Prince was on top of the world in 1985. He was coming off of back-to-back platinum albums, a pile of Grammys and American Music Awards, an Academy Award, and a starring role in his own hit movie. Then he shocked the world by following up Purple Rain with Around the World in a Day. Around the World in a Day was such a creative left turn away from Purple Rain that a few million of the people who had made their way on to the bandwagon in recent years broke their ankles jumping back off. The fools that jumped off missed out on a brilliant album, but that’s their problem. Nowhere on Around the World in a Day is Prince’s creative change more obvious than the third track: “Condition of the Heart.”

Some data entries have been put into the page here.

PR #20, opened 2026-08-29
Fix warm-restart JSON stdout contamination

### LINKED ISSUE #15: sitecustomize executes overlay patches at every python3 startup — pollutes command substitution (warm-restart crash)
Found on the 2x DGX Spark kit (EXL3, image ghcr.io/miaai-lab/glm-5.3-flash-2x-dgx-sparks:exl3, b~c91754f).

**Repro:** after a warm container restart, the head crashes in vLLM argparse:
```
vllm serve: error: argument --speculative-config/-sc: Value glm53: video placeholders aligned to encoder grid_t (Glm5Next→glm46v)
{"method":"dflash",...} cannot be converted to <function loads ...>
```

**Root cause:** the image ships a `sitecustomize.py` (`/usr/lib/python3.12/sitecustomize.py`) that executes `/opt/glm53/patch_glm_video_placeholders.py` (bind-mounted from `overlay/`) at **every** python3 startup. On warm restarts the patch takes the already-applied branch and prints `glm53: video placeholders aligned to encoder grid_t (Glm5Next→glm46v)` to **stdout**. `start.sh` builds `--speculative-config` via command substitution (`ARGS+=(--speculative-config "$(python3 -c 'import json,os ...')")`), so the print lands inside the JSON string → invalid JSON → crash loop under the unless-stopped restart policy.

**Proof:** `docker exec <head> python3 -c 'import json; print(json.dumps({"clean": True}))'` outputs the patch line before the JSON on a warm container; a fresh `docker run` of the image is clean (the polluter is the mounted overlay copy, not the baked one).

**Fix that worked for us:** route all overlay patch-script prints to stderr (6 files in `overlay/`), e.g. `print(..., file=sys.stderr)`. Cold start unaffected; warm restarts now parse cleanly. (One-liner per print; happy to send a PR.) Also worth auditing the other overlay patches for stdout prints for the same reason.

knapcio:
Fixes #15.

The runtime video overlay is imported through `sitecustomize`, so its status message was prepended to every `python3 -c` stdout stream. That can corrupt the JSON generated by launcher command substitutions during a warm restart.

This change:
- routes all video-overlay diagnostics to stderr;
- runs the two stdlib-only JSON command substitutions with `python3 -S` as defense in depth;
- adds a regression test that checks both properties.

Verified locally with the new regression, Python compilation, `bash -n`, and `git diff --check`. Verified on the live pinned image after mounting the patch: stdout was exactly `{"clean":true}` while the overlay status line appeared only on stderr (72 bytes).

### DIFF
--- a/overlay/patch_glm_video_placeholders.py
+++ b/overlay/patch_glm_video_placeholders.py
@@ -6,6 +6,7 @@
 # processor wrapper still routed 5.3 through _get_video_second_idx_glm4v.
 from __future__ import annotations
 
+import sys
 from pathlib import Path
 
 
@@ -92,7 +93,10 @@ def apply() -> None:
 
     Glm4vProcessingInfo._construct_video_placeholder = _construct_video_placeholder
     Glm4vProcessingInfo._glm53_video_t_aligned = True
-    print("glm53: video placeholders aligned to encoder grid_t (Glm5Next→glm46v)")
+    print(
+        "glm53: video placeholders aligned to encoder grid_t (Glm5Next→glm46v)",
+        file=sys.stderr,
+    )
 
 
 def _install_import_hook() -> None:
@@ -113,7 +117,7 @@ def _install_import_hook() -> None:
         try:
             apply()
         except Exception as exc:
-            print(f"glm53: video apply() failed: {exc!r}")
+            print(f"glm53: video apply() failed: {exc!r}", file=sys.stderr)
         finally:
             applying = False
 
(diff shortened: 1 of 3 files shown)


MiaAI-Lab (approved):
Approved. This is the right fix for #15.

Warm restart was stuffing the video-overlay status line into `--speculative-config` because `sitecustomize` / `glm53_video.pth` runs on every `python3`, and `start.sh` captured that stdout via command substitution. Routing overlay diagnostics to stderr and building the two stdlib JSON snippets with `python3 -S` both close that hole; either would have been enough.

Head and worker inner scripts are both updated. `json`/`os` do not need site. Overlay behavior is unchanged aside from the file descriptor. Static regression test is a reasonable lock given this repo has no CI.

Merge and relaunch from the updated tree (`./start.sh`). A stale `docker restart` without the new bind-mounted overlay will still crash.

MiaAI-Lab:
Merging this as the #15 warm-restart crash fix.

After merge: pull `main` and relaunch with `./start.sh` so the bind-mounted overlay and regenerated inner scripts pick up stderr routing + `python3 -S`. No image rebuild required. Cold start is unchanged; the path this unblocks is warm restart with `SPEC_METHOD=dflash`.

Issue #19, opened 2026-08-29
API stalls (10-40s) under concurrent structured output


lilianmoraru:
API stalls (10-40s) under concurrent structured output: xgrammar grammar matcher vs GLM XML tool format + DFlash2 speculative + `max_num_batched_tokens=1024` cold-prefill queue

Attached head logs and a reproduction script that can be thrown into the `tests/` directory (see the `Reproducing` section):
* [logs.txt](https://github.com/user-attachments/files/31578439/logs.txt)
* [repro_grammar_stall.py](https://github.com/user-attachments/files/31578445/repro_grammar_stall.py)

Below is the analysis done by Muse Spark 1.2:
---
## Environment

- Repo commit: `f3043c9` (`vllm/vllm-openai:glm53-flash-arm64-cu130` overlay)
- Image: `ghcr.io/miaai-lab/glm-5.3-flash-2x-dgx-sparks:exl3` (`glm53-exl3-head`/`worker`)
- vLLM: `0.1.dev20051+g487ecf187` (`logs.txt:11`)
[...]

PR #21, opened 2026-08-29
Backport XGrammar termination fix for speculative batches

knapcio:
Addresses the matcher-after-stop defect in #19.

This is a fail-closed, idempotent runtime backport of merged vLLM PR #52805 / commit `12f64b39`. It stops `accept_tokens()` and `validate_tokens()` at the first terminating token, treats later advances as harmless, and clears the cached termination flag on reset. The patch is wired to both ranks and the image build.

Tests cover exact pinned anchors, source drift, idempotence, rollback/reset behavior, both-rank launcher wiring, Python compilation, and shell syntax.

Live verification on the pinned image:
- both ranks applied the patch at startup;
- one schema request plus 16 concurrent schema requests all returned valid strict JSON with `finish_reason=stop`;
- head logs contained zero `Failed to advance FSM` / matcher-after-termination warnings;
- a second patch invocation reported the exact already-present state.

Scope is intentionally narrow: this does not reinterpret an invalid request combining GLM XML tool output with a JSON response schema, and it does not remove cold-prefill queue time.

### DIFF
--- a/Dockerfile
+++ b/Dockerfile
@@ -446,6 +446,8 @@ COPY overlay/patch_scheduler_decode_floor.py /opt/glm53/patch_scheduler_decode_f
 COPY tests/test_scheduler_decode_floor.py /opt/glm53/test_scheduler_decode_floor.py
 COPY overlay/patch_hybrid_prefix_hit.py /opt/glm53/patch_hybrid_prefix_hit.py
 COPY tests/test_hybrid_prefix_hit.py /opt/glm53/test_hybrid_prefix_hit.py
+COPY overlay/patch_xgrammar_termination.py /opt/glm53/patch_xgrammar_termination.py
+COPY tests/test_xgrammar_termination.py /opt/glm53/test_xgrammar_termination.py
 RUN python3 /opt/glm53/patch_model_overrides.py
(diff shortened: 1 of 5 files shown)


MiaAI-Lab:
Reviewed and live-checked on the pinned `exl3` image (TP=2, DFlash2 k=7).

The overlay is a source-exact backport of vLLM #52805 (`12f64b39`) onto `487ecf187`: fail-closed, idempotent, both ranks. Host tests and a throwaway container apply against the real `backend_xgrammar.py` passed.

After restarting this pair with the overlay mounted:
- head and worker both logged `patched backend_xgrammar.py (vLLM #52805: stop XGrammar token batches at termination)`
- live source has the marker, stop-at-termination loop, and `reset()` clearing `_is_terminated`
- 1 strict JSON schema request → valid `{"city":"Paris","country":"France"}`, `finish_reason=stop`
- 16 concurrent same schema → 16/16 valid JSON, all `stop`, wall 3.9s
- zero `Failed to advance FSM` / `grammar_matcher` lines on either rank

Scope still holds: this does not fix #19's cold-prefill queue vs `max_num_batched_tokens=1024`, and it does not make GLM XML tools plus a JSON `response_format` a valid request.

Merging.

After listening to thousands of albums in my life, I think I have a pretty good idea what to expect. While this isn’t always the case, you typically believe an album will come out of the gate with some energetic tracks for the first 3-4 songs to keep the listener interested. Around the World in a Day starts that way with the title track and “Paisley Park” opening the album, two high energy songs. The fourth track is “Raspberry Beret,” one of his most beloved classics. The third track is an all-time head scratcher. “Condition of the Heart.” A grand 6:48 ballad recorded in October of 1984 by Prince alone in Los Angeles while the rest of The Revolution were in Minneapolis rehearsing for the Purple Rain tour. It’s not that “Condition of the Heart” isn’t good. It’s actually a breathtakingly beautiful song. It just doesn’t fit. It seems out of sequence. Every other one of the first seven songs is uptempo and catchy. It should be at the back end of the album with the other songs that fit alongside it. Instead it’s oddly stuck in the middle of an absolutely incredible run of high energy stuff. It’s kind of jarring when you listen to them in sequence. I promise you’ll be thinking to yourself, “This is messed up. Someone put this on shuffle, right?” I would love to understand Prince’s reasoning for putting this song where he did on the album. Prince is well-known for the amount of thought he put in to the sequence of songs on his albums. I wish I knew what he was thinking here. Maybe he was just trying to mess with people like me who expect something more normal.
That said, “Condition of the Heart” is a stunning song. Just not necessarily what I’m looking for when I listen to Prince. I’m going to admit with a fair amount of shame that I quite often skip this song to get to “Raspberry Beret,” “Tambourine,” “America,” and “Pop Life” when I’m listening to Around the World in a Day. He should’ve put this song at the end of the album.